** Task brief **
Each line of the data below either holds "IntTensor" or does not. Report how many do, and only that.

** Stored items **
-.-.-

PR #7867, opened 2023-11-06
Tar codec

nithinraok:
Add webdataset support for VocoderDataset

**Collection**: TTS

# Changelog
- Add TarredVocderDataset class for dataset fetching
- sampler is not supported with IterableDataset
- added a conditional code to calculate correct number of max steps when webdataset is used

Known issue:
- Haven;t tested for passing multiple tarred datasets. Will be pushing a PR later to support it. 

# Usage
* add `is_sharded=True`  in cfg for train_ds to load webdataset

# Before your PR is Ready for review
**Pre checks**:

**PR Type**:
- [x] New Feature
- [ ] Bugfix
- [ ] Documentation

### DIFF
--- a/nemo/collections/asr/data/audio_to_label.py
+++ b/nemo/collections/asr/data/audio_to_label.py
@@ -566,7 +566,6 @@ class _TarredAudioLabelDataset(IterableDataset):
             world_size=world_size,
             global_rank=global_rank,
         )
-        print("world_size", world_size)
         # Put together WebDataset
         self._dataset = wd.WebDataset(urls=audio_tar_filepaths, nodesplitter=None)
 
--- a/nemo/collections/asr/data/audio_to_label.py
+++ b/nemo/collections/asr/data/audio_to_label.py
@@ -566,6 +566,7 @@ class _TarredAudioLabelDataset(IterableDataset):
             world_size=world_size,
             global_rank=global_rank,
         )
+        print("world_size", world_size)
         # Put together WebDataset
         self._dataset = wd.WebDataset(urls=audio_tar_filepaths, nodesplitter=None)
 
--- a/nemo/collections/tts/data/vocoder_dataset.py
+++ b/nemo/collections/tts/data/vocoder_dataset.py
@@ -292,8 +292,10 @@ class TarredVocoderDataset(IterableDataset):
         shard_strategy: str = "scatter",
         global_rank: int = 0,
         world_size: int = 2,
+        **kwargs,
     ):
         super().__init__()
+
         self.sample_rate = sample_rate
         self.n_samples = n_samples
 
@@ -312,18 +314,18 @@ class TarredVocoderDataset(IterableDataset):
         self.audio_tar_filepaths = []
         for dataset_name, dataset_info in dataset_meta.items():
             audio_tar_filepaths = dataset_info.audio_tar_filepaths
-            self.audio_tar_filepaths += audio_tar_filepaths
+            self.audio_tar_filepaths += [audio_tar_filepaths]
             dataset = DatasetMeta(**dataset_info)
             samples, _ = preprocess_manifest(
                 dataset_name=dataset_name, dataset=dataset, min_duration=min_duration, max_duration=max_duration,
             )
             self.data_samples += samples
 
-        self.mapping = {}
-        for sample in enumerate(self.data_samples):
+        self.file_id_to_sample_map = {}
+        for sample in self.data_samples:
             file_id = os.path.splitext(os.path.basename(sample.manifest_entry["audio_filepath"]))[0]
-            if file_id not in self.mapping:
-                self.mapping[file_id] = sample
+            if file_id not in self.file_id_to_sample_map:
+                self.file_id_to_sample_map[file_id] = sample
             else:
                 raise ValueError(
                     f"Duplicate file_id {file_id} found in manifest {sample.manifest_entry['audio_filepath']}"
@@ -331,7 +333,7 @@ class TarredVocoderDataset(IterableDataset):
 
         logging.info(f"world size: {world_size}")
         audio_tar_filepaths = expand_sharded_filepaths(
-            sharded_filepaths=self.audio_tar_filepaths,
+            sharded_filepaths=audio_tar_filepaths,
             global_rank=global_rank,
             world_size=world_size,
             shard_strategy=shard_strategy,
@@ -353,9 +355,9 @@ class TarredVocoderDataset(IterableDataset):
 
     def _filter(self, iterator):
         class FilteredIterator:
-            def __init__(self, mapping):
+            def __init__(self, file_id_to_sample_map):
                 self.iterator = iterator
-                self.mapping = mapping
+                self.file_id_to_sample_map = file_id_to_sample_map
 
             def __iter__(self):
                 return self
@@ -364,15 +366,15 @@ class TarredVocoderDataset(IterableDataset):
                 while True:
                     audio_bytes, audio_filename = next(self.iterator)
                     file_id = os.path.splitext(os.path.basename(audio_filename))[0]
-                    if file_id in self.mapping:
+                    if file_id in self.file_id_to_sample_map:
                         return audio_bytes, audio_filename
 
-        return FilteredIterator(self.mapping)
+        return FilteredIterator(self.file_id_to_sample_map)
 
     def _build_sample(self, tup):
         audio_bytes, audio_filename = tup
         file_id = os.path.splitext(os.path.basename(audio_filename))[0]
-        data = self.mapping[file_id]
+        data = self.file_id_to_sample_map[file_id]
 
         audio_array, sr = sf.read(file=io.BytesIO(audio_bytes), dtype='float32')
         if sr != self.sample_rate:
@@ -420,10 +422,4 @@ class TarredVocoderDataset(IterableDataset):
         return self._dataset.__iter__()
 
     def __len__(self):
-        return len(self.mapping)
-
-    def __iter__(self):
-        return self._dataset.__iter__()
-
-    def __len__(self):
-        return len(self.mapping)
+        return len(self.file_id_to_sample_map)
--- a/nemo/collections/tts/data/vocoder_dataset.py
+++ b/nemo/collections/tts/data/vocoder_dataset.py
@@ -218,7 +218,7 @@ class VocoderDataset(Dataset):
 
 class TarredVocoderDataset(IterableDataset):
     """
-    A similar Dataset to the VocoderDataset, but which loads tarred audio files.
+    A similar Dataset to the VocoderDataset, but loads tarred audio files.
 
     Accepts a single comma-separated JSON manifest file (in the same style as for the VocoderDataset),
     as well as the path(s) to the tarball(s) containing the wav files. Each line of the manifest should
@@ -280,7 +280,6 @@ class TarredVocoderDataset(IterableDataset):
 
     def __init__(
         self,
-        *,
         dataset_meta: Dict,
         sample_rate: int = 24000,
         n_samples: Optional[int] = None,
@@ -295,6 +294,11 @@ class TarredVocoderDataset(IterableDataset):
         **kwargs,
     ):
         super().__init__()
+
+        if len(kwargs) > 0:
+            logging.warning(
+                f"Arguments {kwargs.keys()} does not support for TarredVocoderDataset, they will be ignored."
+            )
 
         self.sample_rate = sample_rate
         self.n_samples = n_samples
--- a/nemo/collections/tts/data/vocoder_dataset.py
+++ b/nemo/collections/tts/data/vocoder_dataset.py
@@ -16,13 +16,13 @@ import io
 import os
 from dataclasses import dataclass
 from pathlib import Path
-from typing import Dict, List, Optional, Tuple
+from typing import Dict, List, Optional
 
 import soundfile as sf
 import torch.utils.data
 import webdataset as wd
 
-from nemo.collections.asr.data.audio_to_text import cache_datastore_manifests, expand_sharded_filepaths
+from nemo.collections.asr.data.audio_to_text import expand_sharded_filepaths
 from nemo.collections.asr.parts.preprocessing.segment import available_formats as valid_sf_formats
 from nemo.collections.asr.parts.utils.manifest_utils import read_manifest
 from nemo.collections.tts.parts.preprocessing.feature_processors import FeatureProcessor
@@ -53,33 +53,6 @@ class DatasetSample:
     dataset_name: str
     manifest_entry: dict
     audio_dir: Path
-
-
-def audio_collate_fn(batch: List[dict]):
-    dataset_name_list = []
-    audio_filepath_list = []
-    audio_list = []
-    audio_len_list = []
-
-    for example in batch:
-        dataset_name_list.append(example["dataset_name"])
-        audio_filepath_list.append(example["audio_filepath"])
-        audio_list.append(example["audio"])
-        audio_len_list.append(example["audio_len"])
-
-    batch_audio_len = torch.IntTensor(audio_len_list)
-    audio_max_len = int(batch_audio_len.max().item())
-
-    batch_audio = stack_tensors(audio_list, max_lens=[audio_max_len])
-
-    batch_dict = {
-        "dataset_names": dataset_name_list,
-        "audio_filepaths": audio_filepath_list,
-        "audio": batch_audio,
-        "audio_lens": batch_audio_len,
-    }
-
-    return batch_dict
 
 
 def audio_collate_fn(batch: List[dict]):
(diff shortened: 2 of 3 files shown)


nemo/collections/tts/models/audio_codec.py
```diff
@@ -490,6 +510,28 @@ def _setup_test_dataloader(cfg):
 
     def setup_training_data(self, cfg):
         self._train_dl = self._setup_train_dataloader(cfg)
+        batch_size = cfg['dataloader_params']['batch_size']
+        # Need to set this because if using an IterableDataset, the length of the dataloader is the total number
+        # of samples rather than the number of batches, and this messes up the tqdm progress bar.
+        # So we set the number of steps manually (to the correct number) to fix this.
```
rlangman, line 516: Would it work if we defined the `__len__` method of the dataset as `len(self.mapping) / self.batch_size`?

Alternatively would the wrapper `webdataset.ResizedDataset` help? It looks like it allows you to define dataset length and number of steps to limit to in an epoch as separate values.

nemo/collections/tts/data/vocoder_dataset.py
```diff
@@ -175,28 +238,294 @@ def __getitem__(self, index):
...
+                        return audio_bytes, audio_filename
+
+        return FilteredIterator(self.mapping)
+
+    def _build_sample(self, tup):
+        audio_bytes, audio_filename = tup
+        file_id = os.path.splitext(os.path.basename(audio_filename))[0]
+        data = self.mapping[file_id]
+
+        audio_array, _ = sf.read(file=io.BytesIO(audio_bytes), dtype='float32')
```
rlangman, line 486: It looks like webdataset requires reading entire audio file off disk even if we only want a very small sample from it. Is there a risk of an I/O bottleneck if we have to read data on the order of 20 seconds long just to sample <= 1 second of it?

nithinraok: Very good point. As far as I know, we cannot change the core indexing of WebDataset, which reads the tar file and returns the bytes.

nemo/collections/tts/data/vocoder_dataset.py
```diff
@@ -175,28 +238,294 @@ def __getitem__(self, index):
...
+    def __iter__(self):
+        return self._dataset.__iter__()
+
+    def __len__(self):
+        return len(self.mapping)
+
+
+class TarredVocoderDataset(_TarredVocoderDataset):
+    def __init__(self, **kwargs):
+        super().__init__(**kwargs)
```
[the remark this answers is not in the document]
nithinraok: TarredVocoderDataset is a base class and if other users want to create another version for this vocoder they can use it and create.

nemo/collections/tts/models/audio_codec.py
```diff
@@ -473,10 +477,26 @@ def validation_step(self, batch, batch_idx):
...
+            is_sharded = False
+
+        if is_sharded:
+            cfg.dataset._target_ = 'nemo.collections.tts.data.vocoder_dataset.TarredVocoderDataset'
+            dataset = instantiate(cfg.dataset)
+            sampler = None
+        else:
+            dataset = instantiate(cfg.dataset)
+            sampler = dataset.get_sampler(cfg.dataloader_params.batch_size)
+        return dataset, sampler
```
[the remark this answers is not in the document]
nithinraok: Good point i will create a simpler case here, but I created this function to set the target so as to use existing config files and provide toggle option for sharding.

nemo/collections/asr/data/audio_to_label.py
```diff
@@ -566,6 +566,7 @@ def __init__(
             world_size=world_size,
             global_rank=global_rank,
         )
+        print("world_size", world_size)
```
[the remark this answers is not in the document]
nithinraok: Will move to logging

nemo/collections/tts/data/vocoder_dataset.py
rlangman: I don't think we can access the original file when using Webdataset. You can only access the content as bytes, at which point I/O to read the full file has already happened.

If this ends up problematic, the best solution may be to segment large files into smaller files during in the tar script.

nemo/collections/tts/data/vocoder_dataset.py
```diff
@@ -175,28 +238,294 @@ def __getitem__(self, index):
...
-        batch_dict = {
-            "dataset_names": dataset_name_list,
-            "audio_filepaths": audio_filepath_list,
-            "audio": batch_audio,
-            "audio_lens": batch_audio_len,
+    def __init__(
+        self,
+        *,
+        dataset_meta: Dict,
+        sample_rate: int,
```
rlangman, line 390: `sample_rate` in this implementation only used with `trunc_duration`, which is awkward but if we keep them both then they should both be optional.

Though how should we validate that the sample rates of all of the input tarred datasets are the same? Should we read it off the tarred dataset version info?

Or should we write the sample rate of each audio into the manifest and then resample it in this class if needed?

nemo/collections/tts/data/vocoder_dataset.py
```diff
@@ -175,28 +238,294 @@ def __getitem__(self, index):
...
+        num_audio_retries: int = 5,
+        shard_strategy: str = "scatter",
+        global_rank: int = 0,
+        world_size: int = 2,
+    ):
+        super().__init__()
+        self.sample_rate = sample_rate
+        self.n_samples = n_samples
+        self.num_audio_retries = num_audio_retries
+        self.load_precomputed_mel = False
```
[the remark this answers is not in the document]
rlangman: `load_precomputed_mel` is a flag used in the HiFi-GAN and UnivNet recipes.

`num_audio_retries` can be removed here.

nemo/collections/tts/data/vocoder_dataset.py
```diff
@@ -175,28 +238,294 @@ def __getitem__(self, index):
...
+            self.trunc_samples = None
+
+        if feature_processors:
+            logging.info(f"Found feature processors {feature_processors.keys()}")
+            self.feature_processors = list(feature_processors.values())
+        else:
+            self.feature_processors = []
+
+        self.data_samples = []
+        self.sample_weights = []
```
rlangman, line 420: Sample weights are not used here.

nemo/collections/tts/data/vocoder_dataset.py
```diff
@@ -175,28 +238,294 @@ def __getitem__(self, index):
...
+        self.audio_tar_filepaths = []
+        for dataset_name, dataset_info in dataset_meta.items():
+            audio_tar_filepaths = dataset_info['audio_tar_filepaths']
+            self.audio_tar_filepaths += audio_tar_filepaths
+            dataset = DatasetMeta(**dataset_info)
+            samples, weights = VocoderDataset._preprocess_manifest(
+                dataset_name=dataset_name, dataset=dataset, min_duration=min_duration, max_duration=max_duration,
+            )
```
rlangman, line 428: We should not use a protected method of a different class. `preprocess_manifest` could be made a generic method, or we could define a new one for tarred datasets since we do not need the sample weights here.

nemo/collections/tts/data/vocoder_dataset.py
```diff
@@ -175,28 +238,294 @@ def __getitem__(self, index):
...
+        else:
+            self.feature_processors = []
+
+        self.data_samples = []
+        self.sample_weights = []
+        self.audio_tar_filepaths = []
+        for dataset_name, dataset_info in dataset_meta.items():
+            audio_tar_filepaths = dataset_info['audio_tar_filepaths']
+            self.audio_tar_filepaths += audio_tar_filepaths
+            dataset = DatasetMeta(**dataset_info)
```
rlangman, line 425: We should either add `audio_tar_filepaths` as an optional field to `DetasetMeta`, or define a new dataclass like `TarredDatasetMeta`.

nemo/collections/tts/data/vocoder_dataset.py
```diff
@@ -175,28 +238,294 @@ def __getitem__(self, index):
...
+            samples, weights = VocoderDataset._preprocess_manifest(
+                dataset_name=dataset_name, dataset=dataset, min_duration=min_duration, max_duration=max_duration,
+            )
+            self.data_samples += samples
+            self.sample_weights += weights
+        self.mapping = {}
```
rlangman, line 431: Name is not very clear. Something like `self.file_id_to_sample_map` will be easier to read.

nemo/collections/tts/data/vocoder_dataset.py
```diff
@@ -175,28 +238,294 @@ def __getitem__(self, index):
...
+
+        self._dataset = (
+            self._dataset.rename(audio=VALID_FILE_FORMATS, key='__key__')
+            .to_tuple('audio', 'key')
+            .pipe(self._filter)
+            .map(f=self._build_sample)
+        )
+
+    def _filter(self, iterator):
+        class FilteredIterator:
```
rlangman, line 464: Consider using a lambda instead of function currying. Like `.pipe(lambda iterator: FilteredIterator(iterator))`

nemo/collections/tts/data/vocoder_dataset.py
```diff
@@ -175,28 +238,294 @@ def __getitem__(self, index):
...
+        self._dataset = wd.WebDataset(audio_tar_filepaths, nodesplitter=None)
+
+        if shuffle_n > 0:
+            self._dataset = self._dataset.shuffle(shuffle_n)
+        else:
+            logging.info("WebDataset will not shuffle data. Consider setting shuffle_n > 0.")
+
+        self._dataset = (
+            self._dataset.rename(audio=VALID_FILE_FORMATS, key='__key__')
+            .to_tuple('audio', 'key')
```
rlangman, line 458: Nitpick: it is not very important for audio only dataset, but code would be more readable and extensible using original dictionary format instead of converting to tuple.

nemo/collections/tts/data/vocoder_dataset.py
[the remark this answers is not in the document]
nithinraok: We don;t want to use private class with `_` hence created  `TarredVocoderDataset` its just a convention

nemo/collections/tts/models/audio_codec.py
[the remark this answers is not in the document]
nithinraok: I am against creating one new config for each feature.

nemo/collections/tts/data/vocoder_dataset.py
```diff
@@ -175,28 +238,294 @@ def __getitem__(self, index):
...
 
-        for example in batch:
-            dataset_name_list.append(example["dataset_name"])
-            audio_filepath_list.append(example["audio_filepath"])
-            audio_list.append(example["audio"])
-            audio_len_list.append(example["audio_len"])
 
-        batch_audio_len = torch.IntTensor(audio_len_list)
-        audio_max_len = int(batch_audio_len.max().item())
+class _TarredVocoderDataset(IterableDataset):
```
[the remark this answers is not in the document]
nithinraok: Mistake, probably this occured when I was trying to pull from earlier merge request and merging was not done probably. Thanks for catching this, fixed.

nemo/collections/tts/data/vocoder_dataset.py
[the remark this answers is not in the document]
nithinraok: Done

nemo/collections/tts/models/audio_codec.py
```diff
@@ -473,10 +477,26 @@ def validation_step(self, batch, batch_idx):
         }
         self.log_dict(metrics, on_epoch=True, sync_dist=True)
 
+    @staticmethod
+    def get_dataset(cfg):
+        if 'is_sharded' in cfg.dataset:
+            is_sharded = cfg.dataset.is_sharded
+            del cfg.dataset.is_sharded
+        else:
+            is_sharded = False
```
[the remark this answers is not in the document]
nithinraok: Unfortunately DictConfig in struct mode does not support pop. I will use open_dict to achieve this.

nemo/collections/tts/data/vocoder_dataset.py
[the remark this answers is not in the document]
nithinraok: Removed the wrapper for now

nemo/collections/tts/data/vocoder_dataset.py
nithinraok: very good point, currently it reads bytes so we don;t have much option with tarred reading. So I added a condition to check the target sample rate and audio sample rate, and throw warning otherwise.

nemo/collections/tts/data/vocoder_dataset.py
nithinraok: I wonder why you made it as a protected method, when you defined it as static?

nemo/collections/tts/data/vocoder_dataset.py
nithinraok: it is already added as an optional argument (?)

nemo/collections/tts/data/vocoder_dataset.py
nithinraok: I think current way is easier to read? Any reason for preference?

nemo/collections/tts/data/vocoder_dataset.py
rlangman: Oh, so it is. Then it can be accessed as `dataset.audio_tar_filepaths` instead of `dataset_info['audio_tar_filepaths']`.

nithinraok:
jenkins

nemo/collections/tts/data/vocoder_dataset.py
rlangman: I guess I was not expecting another class to use it, or if it did then I would move it to a non-class method or tts_dataset_utils.py.

Given that method is static, it can be moved outside the VocoderDataset class.

nemo/collections/tts/models/audio_codec.py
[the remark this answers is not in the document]
rlangman: Do you mean you are against creating separate config files for new features in general (eg. sampling rate, new architectures)? Or specifically for needing separate config for tarred vs non-tarred datasets?

The former of creating lots of different overlapping configs is expected across NeMo. The latter can be addressed in several different ways, if needed.

nemo/collections/tts/data/vocoder_dataset.py
rlangman: Main reason would be I will need to move FilteredIterator to a static standalone class when I reuse it for other tarred dataset implementation, but I can modify that in a future PR if needed

nemo/collections/tts/models/audio_codec.py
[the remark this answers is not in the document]
nithinraok: We don;t want to create multiple configs with same model architecture but different setting (like tarred/sampling_rate etc).

nemo/collections/tts/models/audio_codec.py
nithinraok: `len(self.mapping) / self.batch_size` I dont think this would work, as we are facing issue with missing world_size but not batch_size. Or we should have a way to pass global batch size than batch_size per GPU

nemo/collections/tts/data/vocoder_dataset.py
nithinraok: It doesn;t make sense to move it out of `VocoderDataset` unless other tts samples also use similar DatasetSample like dataclasses

nithinraok: I moved to a separate function

nithinraok:
jenkins

nithinraok:
jenkins

nemo/collections/tts/models/audio_codec.py
```diff
@@ -474,9 +478,20 @@ def validation_step(self, batch, batch_idx):
...
     @staticmethod
-    def _setup_train_dataloader(cfg):
+    def get_dataset(cfg):
+        with open_dict(cfg):
+            is_sharded = cfg.dataset.pop('is_sharded', False)
+
+        if is_sharded:
+            cfg.dataset._target_ = 'nemo.collections.tts.data.vocoder_dataset.TarredVocoderDataset'
+
         dataset = instantiate(cfg.dataset)
```
rlangman, line 488: For `TarredVocoderDataset` don't we need to pass the trainer `world size` and `global rank` into `instantiate`?

nemo/collections/tts/models/audio_codec.py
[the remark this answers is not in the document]
rlangman: For the same model architecture with different configs are main options I have heard before are:

1. Create different example configs.
2. Have one example config and provide web documentation and tutorials clearly indicating to users how to manually change fields for different valid configs (eg. sample rate, language).

From past discussions around this, generally (1) was preferable, especially for changes like sample rate which are relatively complicated and error prone if you attempt to update all needed parameters manually.  A combination of (1) and (2) is needed if you have too many configs to support, such as when having to support multiple sample rates and languages at the same time.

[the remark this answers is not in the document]
rlangman: In this particular case, there are 2 problems with the existing approach.

- The model class takes the data loader class/config as input, however the constructor requires passing information `global_rank` and `world_size` which are known only to the model class and trainer.
- Different data loaders require significantly different inputs to instantiate (and this will diverge more as we add additional sampling strategies).

Perhaps the cleanest way to address these would be to change it so the model is expected to receive a subset of dataset parameters, and then add a module which maps the parameters to the logic to create each dataset.

For example:

**In .yaml**
```
train_ds:
  dataset_type: "vocoder_tarred"
  dataset_args:
    batch_size: ${batch_size}
    ... 
```

**In tts_dataset_utils.py**

```
def create_dataset(dataset_type, dataset_args, global_rank, world_size, ...):
    if dataset_type == "vocoder":
        return VocoderDataset(*dataset_args)
    elif dataset_type == "vocoder_tarred":
        return TarrredVocoderDataset(*dataset_args, global_rank=global_rank, world_size=world_size)
     ...
```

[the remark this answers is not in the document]
nithinraok: Good catch, missed it. Updated to use those as well.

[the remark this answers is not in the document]
nithinraok: for logging, testing, validation we rely only on non tarred datasets.

nithinraok:
jenkins

nemo/collections/tts/data/vocoder_dataset.py
```diff
@@ -175,28 +212,218 @@ def __getitem__(self, index):
...
+
+    See the WebDataset documentation for more information about accepted data and input formats.
+
+    If using multiple processes the number of shards should be divisible by the number of workers to ensure an
+    even split among workers. If it is not divisible, logging will give a warning but training will proceed.
+    In addition, if using mutiprocessing, each shard MUST HAVE THE SAME NUMBER OF ENTRIES after filtering
+    is applied. We currently do not check for this, but your program may hang if the shards are uneven!
+
+    Notice that a few arguments are different from the AudioToBPEDataset; for example, shuffle (bool) has been
+    replaced by shuffle_n (int).
```
rlangman, line 239: Could remove this part as it is related to the ASR set.

nemo/collections/tts/data/vocoder_dataset.py
```diff
@@ -175,28 +212,218 @@ def __getitem__(self, index):
...
+        shuffle_n (int): How many samples to look ahead and load to be shuffled.
+            See WebDataset documentation for more details.
+            Defaults to 0.
+        shard_strategy (str): Tarred dataset shard distribution strategy chosen as a str value during ddp.
+            -   `scatter`: The default shard strategy applied by WebDataset, where each node gets
+                a unique set of shards, which are permanently pre-allocated and never changed at runtime.
+            -   `replicate`: Optional shard strategy, where each node gets all of the set of shards
+                available in the tarred dataset, which are permanently pre-allocated and never changed at runtime.
+                The benefit of replication is that it allows each node to sample data points from the entire
+                dataset independently of other nodes, and reduces dependence on value of `shuffle_n`.
```
rlangman, line 267: If I am not mistaken, `shuffle_n` is the size of the shuffle buffer as the gpu reads in data from its shards. Allocating more shards to the gpu would not really reduce its dependence on `shuffle_n`. Intuitively, I would expect it to become more important (larger dataset requires more shuffling).

Somewhat related, `wd. WebDataset()` has a `shardshuffle=True` parameter that ensures that the shard list itself is fully shuffled.

nemo/collections/tts/data/vocoder_dataset.py
```diff
@@ -175,28 +212,218 @@ def __getitem__(self, index):
...
 
-        batch_dict = {
-            "dataset_names": dataset_name_list,
-            "audio_filepaths": audio_filepath_list,
-            "audio": batch_audio,
-            "audio_lens": batch_audio_len,
+        self._dataset = wd.WebDataset(audio_tar_filepaths, nodesplitter=None)
+
+        if shuffle_n > 0:
+            self._dataset = self._dataset.shuffle(shuffle_n)
```
rlangman, line 349: Should we do something like` dataset.shuffle(size=shuffle_n, initial=shuffle_n)`? The initial buffer size of 100 is really small, which I saw slow convergence a lot on my small test datasets (but might be irrelevant on very large datasets).

nemo/collections/tts/data/vocoder_dataset.py
```diff
@@ -71,7 +132,7 @@ class VocoderDataset(Dataset):
     def __init__(
         self,
         dataset_meta: Dict,
-        sample_rate: int,
+        sample_rate: int = 24000,
```
rlangman, line 135: Nitpick: other classes in the TTS collection either provide no default sample_rate or defaults to 22050.

nithinraok: Default for our audio codec models is 24000. Did we have a 22050 Hz model?

nemo/collections/tts/data/vocoder_dataset.py
nithinraok: From webdataset Docs: 
https://webdataset.github.io/webdataset/gettingstarted/ 
`shuffle(n): shuffle the dataset with a buffer of size n; also shuffles shards (see below)`

nemo/collections/tts/data/vocoder_dataset.py
rlangman: No, but this is a data loader for all TTS vocoders. So I suppose I would favor not having a default sample rate.

nemo/collections/tts/data/vocoder_dataset.py
nithinraok: If the set is small then yes number of samples per worker would become small and `shuffle` might not have an effect and wouln;t be a problem for larger sets as number of samples per worker would be large. As per [this](https://github.com/webdataset/webdataset/issues/71) discussion, it looks like if we want to get a true shuffle of over all sets, its better to unbatch() on loader and shuffle with a larger number.

nithinraok:
jenkins

nemo/collections/tts/data/vocoder_dataset.py
rlangman: Based on the thread linked below, it sounds like the comment is effectively saying "larger datasets are less sensitive to how they are shuffled".

nemo/collections/tts/data/vocoder_dataset.py
nithinraok: updated

nithinraok:
jenkins

nemo/collections/tts/data/vocoder_dataset.py
nithinraok: updated to have both buffer and inital arguments to have more control over shuffling

rlangman (approved):
LGTM. Thanks a lot for the feature and changes.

-.-.-

** Task answer **
2